ACTIVITY | The data below holds the lines to copy: everything from the line containing "Issue #1032, opened 2022-11-09" to the line containing "Zam and I briefly", both ends included, set down exactly.

═════ DATA EXTRACT

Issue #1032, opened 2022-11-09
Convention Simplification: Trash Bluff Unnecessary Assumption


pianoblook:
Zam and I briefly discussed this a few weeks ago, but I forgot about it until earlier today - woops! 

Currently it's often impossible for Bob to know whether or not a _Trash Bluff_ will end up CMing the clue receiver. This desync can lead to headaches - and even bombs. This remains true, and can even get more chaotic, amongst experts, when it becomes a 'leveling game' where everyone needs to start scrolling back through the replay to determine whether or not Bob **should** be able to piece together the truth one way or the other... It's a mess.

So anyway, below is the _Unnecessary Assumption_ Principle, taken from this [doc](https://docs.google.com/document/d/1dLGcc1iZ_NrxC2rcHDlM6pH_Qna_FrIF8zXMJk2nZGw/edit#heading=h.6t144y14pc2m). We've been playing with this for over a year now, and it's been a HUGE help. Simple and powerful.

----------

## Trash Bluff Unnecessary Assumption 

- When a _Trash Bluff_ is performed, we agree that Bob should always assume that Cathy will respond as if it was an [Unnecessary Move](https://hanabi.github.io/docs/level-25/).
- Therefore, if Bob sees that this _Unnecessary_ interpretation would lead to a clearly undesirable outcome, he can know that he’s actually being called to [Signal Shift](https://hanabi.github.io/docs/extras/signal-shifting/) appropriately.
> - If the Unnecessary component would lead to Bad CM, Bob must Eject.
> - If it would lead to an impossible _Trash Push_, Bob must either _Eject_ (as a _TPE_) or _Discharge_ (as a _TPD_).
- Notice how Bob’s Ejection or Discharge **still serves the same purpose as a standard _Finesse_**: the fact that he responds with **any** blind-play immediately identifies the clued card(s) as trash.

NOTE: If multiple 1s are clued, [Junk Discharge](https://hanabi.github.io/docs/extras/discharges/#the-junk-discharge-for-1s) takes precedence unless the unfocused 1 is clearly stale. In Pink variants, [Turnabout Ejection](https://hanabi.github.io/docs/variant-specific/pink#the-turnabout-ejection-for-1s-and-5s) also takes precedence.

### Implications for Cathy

══════════
═════ DATA EXTRACT

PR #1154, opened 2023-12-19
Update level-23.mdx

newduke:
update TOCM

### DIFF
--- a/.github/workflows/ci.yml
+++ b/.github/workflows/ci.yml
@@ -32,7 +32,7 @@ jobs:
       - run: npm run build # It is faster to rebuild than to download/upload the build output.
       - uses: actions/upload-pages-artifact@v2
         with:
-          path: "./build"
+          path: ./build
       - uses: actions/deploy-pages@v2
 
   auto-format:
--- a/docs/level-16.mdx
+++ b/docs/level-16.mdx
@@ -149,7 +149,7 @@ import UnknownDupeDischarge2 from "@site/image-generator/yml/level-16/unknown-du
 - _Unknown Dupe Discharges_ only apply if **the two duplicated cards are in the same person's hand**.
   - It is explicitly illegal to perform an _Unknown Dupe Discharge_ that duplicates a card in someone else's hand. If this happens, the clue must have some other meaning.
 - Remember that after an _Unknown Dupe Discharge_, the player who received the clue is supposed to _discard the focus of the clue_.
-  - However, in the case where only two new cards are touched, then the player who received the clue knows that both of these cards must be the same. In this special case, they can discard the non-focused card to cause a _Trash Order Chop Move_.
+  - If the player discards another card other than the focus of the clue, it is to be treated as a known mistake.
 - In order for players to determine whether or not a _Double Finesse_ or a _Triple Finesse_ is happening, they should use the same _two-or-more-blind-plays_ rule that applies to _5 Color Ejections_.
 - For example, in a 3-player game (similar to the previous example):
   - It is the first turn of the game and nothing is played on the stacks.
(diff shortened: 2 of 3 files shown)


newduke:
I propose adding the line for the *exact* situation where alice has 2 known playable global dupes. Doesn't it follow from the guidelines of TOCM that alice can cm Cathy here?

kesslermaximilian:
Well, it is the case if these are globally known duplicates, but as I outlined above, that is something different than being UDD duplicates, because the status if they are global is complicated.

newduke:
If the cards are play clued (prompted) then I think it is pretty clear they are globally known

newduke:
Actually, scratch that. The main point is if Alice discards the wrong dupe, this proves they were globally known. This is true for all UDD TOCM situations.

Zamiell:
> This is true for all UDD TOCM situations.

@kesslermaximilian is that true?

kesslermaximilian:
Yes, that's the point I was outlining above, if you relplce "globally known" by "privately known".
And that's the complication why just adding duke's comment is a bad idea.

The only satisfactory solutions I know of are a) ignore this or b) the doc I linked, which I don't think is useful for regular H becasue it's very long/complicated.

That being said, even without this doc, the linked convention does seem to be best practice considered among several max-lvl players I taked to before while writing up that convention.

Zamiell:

══════════

PROBLEM SOLUTION |
Issue #1032, opened 2022-11-09
Convention Simplification: Trash Bluff Unnecessary Assumption


pianoblook:
Zam and I briefly discussed this a few weeks ago, but I forgot about it until earlier today - woops! 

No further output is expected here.